Figure 3.. Schematic summary describing antioxidant defense mechanisms by melatonin and its metabolites in human melanocytes.

Melatonin can bind to MT1 and MT2 receptors on the cell membrane, triggering a signaling cascade that leads to expression of antioxidant enzymes (e.g., SOD, GPx, GR, and CAT) for defense against ROS and RNS^,. Melatonin may also be transported to the cytoplasm, but the detailed mechanism is not fully understood. Furthermore, melatonin can be synthesized within these melanocytes. Melatonin and its metabolites, such as C-3HOM and AMK, can directly scavenge ROS/RNS^,. Furthermore, melatonin and its metabolites, including AFMK, 6-OHM, 5-MT, and NAS, protect human epidermal melanocytes from UV-B-induced damage/apoptosis by enhancing phosphorylation of p53 at Serine 15, thereby leading to activated p53 accumulation in the nucleus and stimulation of DNA repair. Melatonin may activate NQO2, thereby reducing oxidative stress^,, however this mechanism’s presence in these melanocytes is not fully understood. Melatonin at concentrations higher than 1 nM within the cell can interact with the calcium/calmodulin complex leading to inhibition of NOS1-mediated generation of RNS, with potential reductions in RNS levels. Melatonin may also inhibit the Keap1-E3 ligase complex and the ubiquitination and proteasomal degradation of Nrf2, thereby preserving high Nrf2 levels that translocate to the nucleus. In the nucleus, Nrf2 may couple with Maf, a transcription factor, allowing Nrf2 to bind ARE on the promoter region of genes encoding antioxidant enzymes (e.g., SOD and GPx), resulting in their increased expression and activity, which then convert ROS and RNS to unreactive products. Direct effects are shown by solid lines and multiple reactions and signaling are shown by dashed lines. Reactive oxygen species (ROS); reactive nitrogen species (RNS); superoxide dismutase (SOD); glutathione peroxidase (GPx); glutathione reductase (GR); catalase (CAT).

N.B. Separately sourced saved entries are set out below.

PR #762, opened 2021-09-13
Added spell resistance to Mammoth and Disco Duck.

Jaccouille:
$changelog: Added 30% Spell Resistance to Mammoth & Disco Duck.

This change has been requested for a while as it seems too easy for mage class to deal damage on mid-bosses.

I reused the MagicResistance.wurst code made by @HallerJohn to save time & to increase the codebase.

Should replace the "magic resistance" terminology by "spell resistance", magic implies that magic damage from bees are reduced, while it is not the case, only reduce damage from spells, it uses the runed brace item ability.

### DIFF
--- a/wurst/objects/abilities/BossAbilities.wurst
+++ b/wurst/objects/abilities/BossAbilities.wurst
@@ -111,6 +111,6 @@ public let ABILITY_SPELL_DMG_REDUCTION_DUMMY_BUFF = compiletime(
 // Used by bosses
 @compiletime function createBossSpellResistance() returns AbilityDefinitionRunedBracers
     return new AbilityDefinitionRunedBracers(ABILITY_SPELL_DMG_REDUCTION)
-        ..setDamageReduction(1, 0.3)
+        ..setDamageReduction(1, SPELL_RESISTANCE)
         ..setName("Boss Spell Resistance")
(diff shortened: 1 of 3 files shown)


jonathanmclaus:
Can you add this ability to the object definition of the unit or does that not support a specific level of hero abilities?

Jaccouille:
> 
> 
> Can you add this ability to the object definition of the unit or does that not support a specific level of hero abilities?

The object definition doesn't support specific level, you can only set the level of an ability through trigger.

jonathanmclaus:
I think this should just be its own ability. Relying on the ability used for pets doesn't really make sense. If you change the increment for magic resist on pets, you'd end up changing the spell resistance on bosses too.

Jaccouille:
> 
> 
> I think this should just be its own ability. Relying on the ability used for pets doesn't really make sense. If you change the increment for magic resist on pets, you'd end up changing the spell resistance on bosses too.

Good point, I will update the PR.

Jaccouille:
I updated the mid-boss abilities definition file a bit, added dummy buffs to display an icon for spell resistance & hardened skin abilities, I think those numbers are important for the players to know. I find the implementation a bit messy though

Figure 4.. Schematic summary describing hypothesized mechanisms by which melatonin may regulate melanogenesis in normal human epidermal and HF melanocytes.

Melatonin may activate the PI3K/AKT pathway, via Nrf2 activation, to stimulate expression of Bmal1, thereby increasing BMAL1 levels. BMAL1 may increase expression of Nrf2 to further stimulate this PI3K/AKT pathway and PER1 to inhibit MITF downstream. PER1 also translocates to the nucleus and inhibits transcriptional activity of BMAL1^,, thereby preventing BMAL1’s stimulation of MITF transcription. Decreased MITF levels lead to decreased expression of melanogenesis enzymes tyrosinase, TRP-1, and TRP-2 and results in decreased melanogenesis.